2. Chronic risk. There is no increase in hazard from repeat exposures to metalaxyl/mefenoxam; therefore, a chronic dietary POD was not selected.
Due to the lack of a chronic endpoint, a chronic dietary risk is not expected.
The acute endpoint and dietary exposure assessment are protective of potential effects from chronic duration dietary exposures.
3. Short-term risk. Short-term aggregate exposure takes into account short-term residential exposure plus chronic exposure to food and water considered to be a background exposure level. Mefenoxam and metalaxyl are currently registered for uses that could result in short-term residential exposure, and the Agency has determined that it is appropriate to aggregate chronic exposure through food and water with short-term residential exposures to mefenoxam and metalaxyl.
Using the exposure assumptions described in this unit for short-term exposures, EPA has concluded the combined short-term food, water, and residential exposures result in an aggregate MOE of 270 for children.
Because EPAs level of concern for mefenoxam is a MOE of 100 or below, this MOE is not of concern.
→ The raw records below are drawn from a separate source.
PR #197, opened 2026-07-20
fix: LLM reliability and silent-failure hardening

StevSant:
## LLM reliability and silent-failure hardening

A batch of four related reliability fixes: LLM calls can no longer hang forever, and three background/artifact paths no longer swallow failures into fake successes or invisible log lines.

### Per-issue summary

**#139 — Add a per-call timeout to LLM completions.** `LangChainLLMAdapter.generate()` (backing every `complete()`) now wraps the provider `ainvoke` in `asyncio.wait_for` with a configurable `llm_timeout` (default 60s), threaded from settings through `FeatureConfiguredLLMAdapter`. On expiry it raises the new `LLMTimeoutError`, mapped by a global exception handler to **504** so a stalled provider connection surfaces cleanly instead of tying up the async worker. Added `LLM_TIMEOUT` to `.env.example`.

**#142 — CV optimizer no longer fakes success.** `CVOptimizer.optimize()` used to wrap the whole flow in `except Exception` and, on any failure, return an `OptimizationResult` whose `optimized_tex == original_tex` — persisted as a 201, so the user believed their CV was tailored when it was byte-identical. It now raises `OptimizationError` on failure (mapped to **503**) and re-raises `LLMTimeoutError` untouched (504). A successful call that suggests no edits still returns identical text but with an empty change list, keeping "no changes" distinguishable from "failed".

**#147 — Interview prep no longer persists a placeholder as real prep.** `InterviewPrepService.prepare()` ended its LLM branch in a bare `except Exception` that returned a benign `InterviewPrep` (`negotiation_points=["Interview preparation is temporarily unavailable"]`) with no logging, which `ArtifactService` then persisted. It now logs with `logger.exception(...)`, re-raises `LLMTimeoutError` (504), and raises `InterviewPrepError` on other failures (mapped to **503**) so nothing bogus is persisted. The LLM-not-configured path (`llm is None`) still degrades gracefully and is unchanged.

**#163 — Observability on swallowed automation failures.** Added a `DomainMetrics.automation_failures_total` counter, incremented on the log-and-continue paths: scheduler job failure, inbox IMAP fetch, autohunt rerank, autohunt prune, and per-job autopilot drafting (labelled by `component`). Also added bounded retry with exponential backoff to the IMAP fetch for transient connection errors (`IMAP4.abort` / `OSError`), configurable via `IMAP_MAX_RETRIES` / `IMAP_RETRY_BASE_DELAY`.

Closes #139
Closes #142
Closes #147
Closes #163

[...]

PR #202, opened 2026-07-20
fix(outreach): SMTP/IMAP timeouts, TLS enforcement, CRLF header validation

### LINKED ISSUE #140: Reliability: Add timeouts to SMTP/IMAP connections (thread-pool exhaustion)
**Severity:** Medium
**Location:** `backend/src/hiresense/adapters/smtp_email_sender.py:39`; `inbox/infrastructure/imap_inbox_reader.py:47-49`
**Confidence:** High

## Description
`smtplib.SMTP(host, port)` and `imaplib.IMAP4_SSL/IMAP4(host, port)` are created with no `timeout`. Both run inside `asyncio.to_thread`, so a hung/black-holed mail server never times out the worker thread; repeated scheduled sends/scans can pin and exhaust the default thread pool, degrading the whole app. No `smtp_timeout`/`imap_timeout` exists in config.

## Proposed solution
Add configurable `smtp_timeout`/`imap_timeout` (default ~30s), pass to the constructors, document in `.env.example`.

## Acceptance criteria
- [ ] Both SMTP and IMAP connections use a configurable timeout
- [ ] `.env.example` updated

**Estimated effort:** S

### LINKED ISSUE #148: Security: Reject CRLF and validate to/subject in SmtpEmailSender (defense-in-depth)
**Severity:** Low
**Location:** `backend/src/hiresense/adapters/smtp_email_sender.py:34-44`
**Confidence:** Low

## Description
`mime["To"]`/`mime["Subject"]` are set from caller-controlled strings. The code uses the modern `email.message.EmailMessage` (policy=default), which refolds/validates headers and largely blocks CRLF header injection — so this is defense-in-depth, not an open hole. Still worth an explicit guard given the outreach relay feeds it untrusted values.

## Proposed solution
Reject values containing `\r`/`\n` before assignment (or validate via `EmailStr`), set recipients explicitly via `to_addrs`.

## Acceptance criteria
- [ ] Newline-bearing `to`/`subject` rejected
- [ ] Test asserts CRLF rejection

**Estimated effort:** S
**References:** CWE-93

### LINKED ISSUE #149: Security: Enforce TLS for SMTP/IMAP or refuse plaintext credential auth
**Severity:** Low
**Location:** `backend/src/hiresense/adapters/smtp_email_sender.py:39-43`; `inbox/infrastructure/imap_inbox_reader.py:46-53`; `config/groups/outreach.py:19-43`
**Confidence:** Medium

## Description
With `smtp_use_tls=false` the code calls `smtp.login()` over plaintext (credentials on the wire); with `imap_use_ssl=false` IMAP login is likewise plaintext. No explicit `ssl.SSLContext` is passed, so hardening relies on Python defaults, and no guardrail prevents a plaintext-auth misconfiguration.

## Proposed solution
Refuse to send login credentials over a non-TLS channel (or warn loudly at startup like the auth-secret path); pass an explicit verified `SSLContext`.

## Acceptance criteria
- [ ] No credential login over plaintext (or a loud startup warning)
- [ ] Explicit SSLContext used

**Estimated effort:** S

StevSant:
Hardens the SMTP/IMAP email surface in the outreach + inbox paths. Three related issues, one commit each.

### #140 — SMTP/IMAP connection timeouts (reliability, P2)
`smtplib.SMTP` and `imaplib.IMAP4/IMAP4_SSL` were constructed with no `timeout`. Both run inside `asyncio.to_thread`, so a hung/black-holed mail server could pin worker threads indefinitely and exhaust the default thread pool. Added configurable `smtp_timeout`/`imap_timeout` (default 30s), threaded through the `SmtpEmailSender` and `ImapInboxReader` constructors and their bootstrap wiring, documented `SMTP_TIMEOUT`/`IMAP_TIMEOUT` in `.env.example`.

### #149 — Enforce TLS / refuse plaintext credential auth (security, P3)
`smtp.login()` ran even with `SMTP_USE_TLS=false`, and IMAP logged in over a plaintext `IMAP4` socket with `IMAP_USE_SSL=false`, putting credentials on the wire. Neither passed an explicit `SSLContext` (TLS relied on library defaults, which do **not** verify certs). Now secure by default:
- SMTP refuses to `login()` over a non-TLS channel (raises `EmailUnavailableError` → 503); the best-effort IMAP scan logs a warning and no-ops.
- An explicit `ssl.create_default_context()` (cert + hostname verification) is passed to `STARTTLS` / `IMAP4_SSL`.
- New `SMTP_ALLOW_INSECURE` / `IMAP_ALLOW_INSECURE` flags (default `false`) are the single explicit escape hatch for a trusted local/dev server (e.g. mailhog): they permit plaintext auth and disable TLS verification.
- A server with no credentials (blank username) still sends over plaintext, so mailhog-style dev needs **no** flag.

### #148 — Reject CRLF in to/subject (security defense-in-depth, P3, CWE-93)
`EmailMessage` (policy=default) already refolds/validates headers, so this is defense-in-depth. Added an explicit guard rejecting `\r`/`\n` in `to`/`subject` (raises `ValueError`) before the message is built, and set the envelope recipient explicitly via `send_message(mime, to_addrs=[message.to])` instead of letting smtplib derive it from the untrusted `To` header.

## Closes
Closes #140
Closes #149
Closes #148

## Decisions taken
- **#149 secure-by-default with one opt-out flag per protocol.** Rather than separate flags for "allow plaintext auth" and "skip cert verification", each protocol gets a single `*_ALLOW_INSECURE` flag (default `false`) covering both, matching the issue's "opt-out defaulting to secure" and keeping config surface small. This flips prior behavior for TLS-enabled setups from *no cert verification* to *verified*; real mail providers (Gmail/Outlook/SES) are unaffected, self-signed/dev servers use the flag. `APP_MODE=local` is intentionally **not** auto-flipped: mailhog uses no auth, so the plaintext-auth guard never fires there.
- **#149 refuse-at-send, not startup warning.** The issue offered "refuse … or warn loudly at startup"; chose to refuse at send time (stronger, and the credentials aren't known to be insecure until a send is actually attempted).
- **#148 raises `ValueError` from the adapter (HTTP-agnostic).** The adapter stays free of HTTP concerns; a CRLF backstop maps to the route's generic `ValueError` arm. This path is a defense-in-depth backstop — the primary guard is the request schema (`to` is `EmailStr`, rejected at 422; `subject` is the realistic vector).

## Verification
- `uv run ruff check .` → all checks passed.
- `uv run ruff format --check` on all touched files → clean.
- `uv run python -m pytest` → full suite green except the documented environmental `test_autopilot_pipeline_settings_defaults` failure (local `.env` `AUTOPILOT_PIPELINE_ENABLED=true`; passes in CI). 12 new SMTP/IMAP tests cover timeouts, plaintext-auth refusal + insecure opt-in, verified-vs-unverified SSLContext, CRLF rejection, and explicit envelope recipient.

## Repo-trap checks
Config values added to `config/groups/outreach.py` + `.env.example` (no hardcoding); `SmtpEmailSender`/`ImapInboxReader` re-exports unchanged; domain layer untouched (guards live in the `adapters/` + `inbox/infrastructure/` layers, no framework imports leaked into `domain/`); one function/class per file preserved.

## Coordination
Expect **trivial** conflicts with sibling PR #197 (`fix/llm-reliability-batch`) on `config/groups/outreach.py` and `.env.example` — both branches add fields to `OutreachSettings`. #197 adds IMAP *retry* settings; this PR adds *timeout* + *TLS* settings. The additions are disjoint (different fields), so resolution is a straight both-keep. No overlap in the retry vs. connection-hardening logic.


StevSant:
## Self-review (critical)

Reviewed for correctness, security, and repo conventions. No blockers; a few things reviewers should weigh.

### Security / behavior changes worth a deliberate sign-off
- **Cert verification is now ON by default (behavior change).** `smtp_email_sender.py:73-78` and `imap_inbox_reader.py:_ssl_context` build `ssl.create_default_context()` (verify + hostname check) where the previous code passed no context (library default = *no* verification). Real providers (Gmail/Outlook/SES) are unaffected, but an existing deployment terminating TLS with a **self-signed** cert will start failing until it sets `SMTP_ALLOW_INSECURE`/`IMAP_ALLOW_INSECURE=true`. This is intended (see PR "Decisions taken") but is the one change an operator could feel on upgrade.
- **`ALLOW_INSECURE` disables verification (`CERT_NONE`).** `smtp_email_sender.py:75-77`. This is a deliberate, default-`false`, per-protocol escape hatch for trusted dev servers, matching the issue's "opt-out defaulting to secure." The linter/security hook flags `CERT_NONE` generically; it is gated behind explicit opt-in and documented in `.env.example`. Acceptable, but reviewers who want zero MITM surface even in dev could instead point `SSL_CERT_FILE` at a dev CA — noted, not changed.

### Correctness notes
- **`to_addrs=[message.to]` assumes a single recipient.** `smtp_email_sender.py:63`. Safe today: `EmailMessage.to` is a single `str` and the API schema types it `EmailStr` (`outreach/api/schemas.py`), so a comma-joined multi-recipient string can't reach here. If a future caller passes `"a@x.com, b@y.com"` in `to`, it would be treated as one envelope address. Left as-is to match the current contract; worth a comment if multi-recipient is ever added.
- **CRLF guard raises `ValueError` → HTTP 404, not 400.** `smtp_email_sender.py:70-71`. The adapter stays HTTP-agnostic, so a CRLF backstop maps to the route's generic `ValueError` arm (`outreach/api/routes.py:83`), which returns 404. This path is a defense-in-depth backstop only — the primary guard is `to: EmailStr` (422 at request parse) and `subject` refolding by `EmailMessage`. A dedicated error type mapped to 400 would be more correct but is out of scope for an S-sized defense-in-depth issue.
- **IMAP plaintext guard keys on a non-empty username.** `imap_inbox_reader.py:_fetch`. If `IMAP_USE_SSL=false` **and** username is blank, the guard doesn't fire and `client.login("", "")` still runs over plaintext — but an unauthenticated IMAP scan is nonsensical and the outer `except` in `fetch_unseen` degrades it to `[]`. Acceptable.

### Minor
- `_ssl_context()` builds a fresh context per send/fetch (`smtp_email_sender.py:73`). Negligible for low-volume outreach; could be memoized if volume grows.
- `EmailUnavailableError` for the plaintext-auth refusal surfaces as the generic 503 "not configured" message (`outreach/api/routes.py:85-88`). Semantically it's a *misconfiguration* rather than "unset," but 503 is the right class and reusing the type keeps wiring minimal.

### Conventions
Config in `config/groups/outreach.py` + `.env.example` (no hardcoded values); domain layer untouched (guards live in `adapters/` and `inbox/infrastructure/`); one class/function per file; re-exports unchanged. `ruff check`, `ruff format --check`, and the full pytest suite are green (only the pre-existing environmental autopilot-default failure remains).

StevSant (commented):
## Code review — #202

**Done well**
- `backend/src/hiresense/adapters/smtp_email_sender.py:29-33` and `backend/src/hiresense/inbox/infrastructure/imap_inbox_reader.py:44-49` — the plaintext-login refusal check runs *before* any socket is opened (verified by `assert created == []` in `test_send_refuses_login_over_plaintext` / `test_fetch_refuses_login_over_plaintext`), so no partial connection or credential exposure on the refused path.
- `_ssl_context()` in both files sets `context.check_hostname = False` before `context.verify_mode = ssl.CERT_NONE` — the correct order (Python's `ssl` module raises `ValueError` if you flip it), and defaults to a verified `ssl.create_default_context()` otherwise.
- STARTTLS failure is fail-closed by construction: `smtp.starttls(context=...)` is called unconditionally when `use_tls=True`, so a stripped/absent STARTTLS advertisement raises `SMTPNotSupportedError` and aborts the send rather than silently downgrading.
- CRLF guard (`_reject_header_injection`) checks `\r` and `\n` independently (not just the `\r\n` pair) and covers both header-bound fields on `EmailMessage` (`to`, `subject`) — confirmed `kernel/email_message.py` has no other header-bound fields (no reply-to/custom-headers path exists), so nothing is missed.
- Explicit envelope recipient (`to_addrs=[message.to]`) closes the gap where smtplib would otherwise derive RCPT TO from the attacker-influenced `To` header.
- `timeout` is a required (no-default) constructor kwarg on both `SmtpEmailSender` and `ImapInboxReader`, so every call site was forced to be updated — grepped all constructions (`bootstrap/outreach.py`, `bootstrap/notifications.py`, `bootstrap/inbox.py`, plus tests) and all pass it explicitly; no caller left with an unbounded socket.
- Timeout failures don't produce a false "sent" state: in `OutreachService.send()` the `OutreachEvent` is only persisted *after* the awaited `sender.send()` call returns, so a timeout/`SMTPException` propagates before any record is written — no silent "half-sent" bookkeeping. `NotificationService._safe_send` independently swallows send errors (logged, returns `False`) for the best-effort digest/failure paths, while `send_test()` still lets errors surface as 503 — both pre-existing patterns, correctly preserved.
- Config additions (`smtp_timeout`, `smtp_allow_insecure`, `imap_timeout`, `imap_allow_insecure`) go through `config/groups/outreach.py` + `.env.example` with explanatory comments, per repo convention — no hardcoded values.
- Good test coverage: 12 new tests hit both the secure-default and insecure-opt-in paths for TLS/SSL context, timeout plumbing, plaintext-login refusal, and CRLF rejection on `to`/`subject`.

- 🟡 `backend/src/hiresense/outreach/api/routes.py:79-80` — the CRLF-guard's `ValueError` (raised from `_reject_header_injection` deep in the sender) is caught by the route's generic `except ValueError as exc: raise HTTPException(status_code=404, ...)` arm, so a malformed `subject` returns `404 Not Found` instead of a `400 Bad Request`. Functionally safe (the send is still refused, nothing leaks), but the status code is misleading for a validation failure — a caller could read 404 as "application not found" rather than "your subject is invalid." This is a documented, deliberate reuse of the existing generic-`ValueError`-as-404 arm per the PR description, so not blocking — just worth a follow-up to give `_reject_header_injection` its own exception type mapped to 400 if this route sees real traffic with untrusted subjects.
- 🟡 `backend/src/hiresense/config/groups/outreach.py:20-23,50-53` — `smtp_timeout`/`imap_timeout` are plain `float` fields with no lower-bound validation. A misconfigured `SMTP_TIMEOUT=0` (or negative) would pass a `0`/negative timeout straight into `socket`-level operations, which for `timeout=0` puts the socket in non-blocking mode and will likely break sends/reads outright rather than degrading gracefully. Low real-world likelihood (operator-set config, not attacker-controlled), but a `Field(gt=0)` constraint would make the failure mode a clear startup validation error instead of a confusing runtime one.

**Verified**
- Full diff of all 11 changed files (`git diff origin/main...origin/fix/outreach-email-batch`), including `.env.example`, both bootstrap wiring changes, and the config group.
- Traced `EmailMessage` (kernel model: `to`/`subject`/`body` only, no custom headers) to its two production construction sites (`outreach_service.py:127`, `notification_service.py:74`) and confirmed `subject`/`message` in `SendRequest` are plain `str` (the realistic CRLF vector — `to` is `EmailStr`, already 422-rejected upstream for CRLF).
- Grepped every `SmtpEmailSender(`/`ImapInboxReader(` call site across `backend/src` and `backend/tests` to confirm none was missed when adding the required `timeout` kwarg.
- Confirmed `ssl.create_default_context()` verified-vs-unverified branching order is correct in both adapters, and that `starttls()`/`IMAP4_SSL(...)` fail closed rather than silently downgrading.
- Did not execute the test suite myself (read-only review environment, no branch checkout available); relied on code inspection plus the PR's stated `ruff`/`pytest` verification output.

**Verdict:** LGTM ✅

Review by Claude Code

PR #208, opened 2026-07-20
fix(autohunt): autopilot pipeline idempotency under concurrent runs

### LINKED ISSUE #136: Architecture: Make the autopilot pipeline idempotent (TOCTOU duplicates)
**Severity:** Medium
**Location:** `backend/src/hiresense/autopilot/domain/autopilot_pipeline_service.py:40-54`; `autopilot/infrastructure/draft_repository.py:39-42`; `autopilot/infrastructure/autopilot_draft_orm.py`
**Confidence:** Medium

## Description
Dedup relies on a read-then-write `exists_for_job(job_id)` with no DB uniqueness on `job_id`. APScheduler `max_instances=1` only prevents the scheduled job overlapping itself; a manual `POST /autopilot/run` firing concurrently with the scheduled run is a TOCTOU window where both pass the existence check and each calls `create_from_ingested`, producing duplicate applications plus duplicate LLM-generated artifacts (wasted spend, dirty tracking data).

## Proposed solution
Add a unique constraint on `autopilot_drafts.job_id` (+ migration) and let the insert be the idempotency guard (catch `IntegrityError` → skip), or serialize runs with a DB advisory lock. Add a concurrent-run regression test.

## Acceptance criteria
- [ ] DB uniqueness (or advisory lock) prevents duplicate drafts for the same job
- [ ] Migration added and applied
- [ ] Test simulates concurrent scheduled+manual run and asserts one draft

**Estimated effort:** M

StevSant:
# What

Makes the autopilot pipeline idempotent under concurrent runs. Two runs racing on the same job (scheduled run vs manual run-now, or two processes) could both pass the `exists_for_job` pre-check (TOCTOU) and draft the same job twice — a duplicate application plus duplicate LLM-generated artifacts.

Closes #136

# How

The draft row itself is now the idempotency guard:

- **Migration 038**: collapses any pre-existing duplicate `autopilot_drafts` rows (keeping the earliest per `job_id`), then rebuilds the `job_id` index as **UNIQUE**.
- **Claim-first flow**: the pipeline inserts a `PENDING` reservation row *before* any expensive drafting. The loser of a concurrent race gets an `IntegrityError` from the unique constraint, `claim()` returns `None`, and the run skips the job — no duplicate application, no wasted LLM spend.
- **Port surface**: `claim`/`finalize` added to the `DraftRepository` protocol; `finalize` updates the reserved row with the drafting outcome. `DraftStatus.PENDING` marks an in-flight reservation.
- The old `exists_for_job` check remains as a cheap pre-filter for jobs drafted in *prior* runs; the DB constraint is the real guard for *concurrent* ones.

# Test plan

- New `tests/integration/test_autopilot_concurrency.py`: two independent service instances (defeating the in-process guard) share one file-backed SQLite DB and race on the same job — asserts exactly **one** draft row and **one** drafter invocation.
- New repository tests for `claim` (reserve, then reject duplicate) and `finalize` (in-place update).
- Endpoint/unit fakes updated to the new port surface; endpoint test now waits for finalization (not merely row presence) before asserting.
- Full suite: 1371 passed locally (single failure is the known-environmental `test_autopilot_pipeline_settings_defaults`, green in CI). `ruff format`/`ruff check` clean. `alembic heads` = single head `038`.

4. Intermediate-term risk.
Intermediate-term aggregate exposure takes into account intermediate-term residential exposure plus chronic exposure to food and water considered to be a background exposure level. An intermediate-term adverse effect was identified; however, metalaxyl and mefenoxam are not registered for any use patterns that would result in intermediate-term residential exposure.
5. Aggregate cancer risk for U.S.
population. Metalaxyl is classified as Not Likely to Be Carcinogenic to Humans; therefore, EPA does not expect metalaxyl exposures to pose an aggregate cancer risk.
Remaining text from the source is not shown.